Peran Selat Hormuz dalam perdagangan internasional telah terbentuk sejak berabad-abad lalu. Nama “Hormuz” diyakini berasal dari kerajaan kecil yang berkuasa di wilayah tersebut pada abad ke-13 hingga ke-16, atau dari nama dewa Persia Tengah, Ahura Mazda. Pada masa itu, kawasan Selat Hormuz menjadi jalur utama perdagangan rempah-rempah, sutra, hingga logam mulia yang menghubungkan Asia dan Eropa.

Memasuki abad ke-16, wilayah strategis ini mulai diperebutkan kekuatan kolonial. Kekaisaran Portugis menguasai Selat Hormuz pada 1515 dengan tujuan mengendalikan arus perdagangan di Teluk Persia. Namun, dominasi tersebut tidak bertahan lama setelah adanya intervensi kekuatan Eropa lain seperti Inggris dan Belanda pada abad ke-17.

Pada abad ke-20, peran Selat Hormuz berubah signifikan seiring ditemukannya cadangan minyak besar di kawasan Teluk. Sejak itu, selat ini menjadi jalur vital distribusi energi dunia dan berpengaruh terhadap stabilitas pasokan global.

Dalam konteks modern, Selat Hormuz kerap menjadi titik panas konflik geopolitik. Salah satu periode paling menegangkan terjadi saat Perang Iran-Irak, terutama dalam fase yang dikenal sebagai “Perang Tanker”, ketika kapal-kapal minyak menjadi sasaran serangan.

Saat ini, pengawasan Selat Hormuz berada di bawah dua negara, yakni Iran dan Oman. Meski demikian, perairan ini merupakan jalur internasional yang dapat dilalui kapal-kapal dari berbagai negara.

Ketegangan masih kerap muncul, terutama terkait ancaman dari Iran untuk menutup selat tersebut dalam situasi konflik. Kondisi ini membuat Selat Hormuz dipandang sebagai salah satu titik risiko tertinggi bagi stabilitas pasokan energi global.

Dari sisi geografis, lebar Selat Hormuz berkisar antara 39 hingga 96 kilometer. Namun, jalur pelayaran yang aman hanya sekitar 3,2 kilometer untuk masing-masing arah. Keterbatasan ini menjadikan selat tersebut rentan terhadap gangguan, baik dari sisi keamanan maupun dinamika geopolitik.

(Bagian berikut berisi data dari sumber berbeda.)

PR #3273, opened 2026-08-17
Provide `dt` option for `fourier_transform` member function of `GaussianSource`

### LINKED ISSUE #1956: `fourier_transform` function of `GaussianSource` should apply to discrete rather than analytic current amplitude
As discussed in #1931, the `fourier_transform` member function of the [`GaussianSource`](https://meep.readthedocs.io/en/latest/Python_User_Interface/#gaussiansource) class computes the Fourier transform of the analytic current amplitude G(t) rather than the discrete version as implemented in:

Situasi tersebut memicu kekhawatiran global terhadap potensi terganggunya pasokan energi dunia. Sejumlah negara meningkatkan kewaspadaan dan mengerahkan armada untuk memastikan keamanan jalur distribusi minyak. Ketidakpastian ini turut memicu fluktuasi harga minyak dunia serta meningkatkan risiko krisis energi dan tekanan ekonomi global.